Alzheimer's hits harder earlier in life as people in their 60s decline more quickly than older patients
May be that patients diagnosed after 80 have some kind of 'resistance' to condition



12:12 GMT, 3 August 2012

People who develop Alzheimer's symptoms in their 60s and 70s, are more likely to decline quickly compared to those diagnosed in very old age, researchers say.

A team from the University of California said the 'younger elderly' showed faster rates of brain tissue loss and cognitive decline than Alzheimer patients who were over 80 years old.

The findings have profound implications for both diagnosing the degenerative condition and efforts to find new treatments. There is currently no cure for Alzheimer's and therapies can only ease some of the symptoms.

Terry Pratchett revealed when he was 59 that he had been diagnosed with Alzheimer's Disease. However, he has a very rare atypical form

Early-onset: Author Terry Pratchett revealed when he was 59 that he had been diagnosed with Alzheimer's Disease. However, he has a very rare atypical form

Study author Dr Dominic Holland, said: 'One of the key features for the clinical determination of AD is its relentless progressive course.

'Patients typically show marked deterioration year after year. If older patients are not showing the same deterioration from one year to the next, doctors may be hesitant to diagnose AD, and thus these patients may not receive appropriate care, which can be very important for their quality of life.'

The team used imaging and biomarker data from 723 who participated in the Alzheimer's Disease Neuroimaging Initiative. The people aged 65 to 90 years, were categorised as either cognitively normal, with mild cognitive impairment or suffering from full-blown AD.


The degenerative condition is the most common form of dementia and affects more than 300,000 people in the UK.

It is estimated that it affects on in 14 people over the age of 65. It can be inherited in some cases.

Author Terry Pratchett is a high profile person with the disease.

The condition is caused by parts of the brain wasting away, particularly in the cerebral cortex.

As the grey matter wastes away, clumps of protein, known as ‘plaques’ and ‘tangles’, start to form in the brain. The plaques and tangles start to destroy even more brain cells.

Early symptoms include minor memory problems and saying the right words.

Later symptoms include severe confusion and dramatic changes of personality. A sufferer can also experience delusions.

There is no cure though there are some treatment that can slow the disease's progression.

The disease can shorten life-expectancy as sufferers can lose interest in eating and maintaining personal hygiene, leading to other illnesses.

Dr Holland said: 'We found that younger elderly show higher rates of cognitive decline and faster rates of tissue loss in brain regions that are vulnerable during the early stages of AD.

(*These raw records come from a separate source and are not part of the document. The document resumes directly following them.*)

PR #6270, opened 2025-04-10
[VxDesign] Enable creation/export features for the 'Vx Demos' org

kofi-q:
## Overview

We've [recently set up](https://votingworks.slack.com/archives/C085YT4798C/p1744203568443159) a `Vx Demos` org to use for external demos and would like to be able to demo the full feature set of VxDesign without displaying the full list of orgs like we do on the `VotingWorks` support account.

Adding feature flag configuration for the demo org, with most features switched on.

'Additionally cerebrospinal fluid biomarker levels indicate a greater disease burden in younger than in older individuals.'

Co-author Dr Linda McEvoy said it's not clear why AD is more aggressive among younger elderly.

'It may be that patients who show onset of dementia at an older age, and are declining slowly, have been declining at that rate for a long time.

'But because of cognitive reserve or other still-unknown factors that provide 'resistance' against brain damage, clinical symptoms do not manifest till later age.'

Another possibility, according to Dr Holland, is that older patients may be suffering from mixed dementia – a combination of AD pathology and other neurological conditions.

These patients might withstand the effects of AD until other adverse factors, such as brain lesions caused by cerebrovascular disease, take hold. However, as AD can only be diagnosed definitively by an autopsy this remains a theory.

'So we do not yet know the underlying neuropathology of participants in this study,' Holland said.

Dr Simon Ridley, Head of Research at Alzheimer’s Research UK, said:
'These findings challenge the misconception that Alzheimer’s and dementia is only a problem for much older people, suggesting it may be more aggressive in people in their 60s and 70s.

'The results highlight the importance of helping younger people with Alzheimer’s to access clinical trials, as new drugs could have a big impact on their lives.

'With more people reaching retirement age, it is important to understand how Alzheimer’s affects people of different ages.

'Understanding why very elderly people with Alzheimer’s are less likely to feel its full force could provide new clues for preventing or slowing the disease. To answer these questions, we must invest in research.'

The study is published online on 2 August in the journal PLoS ONE.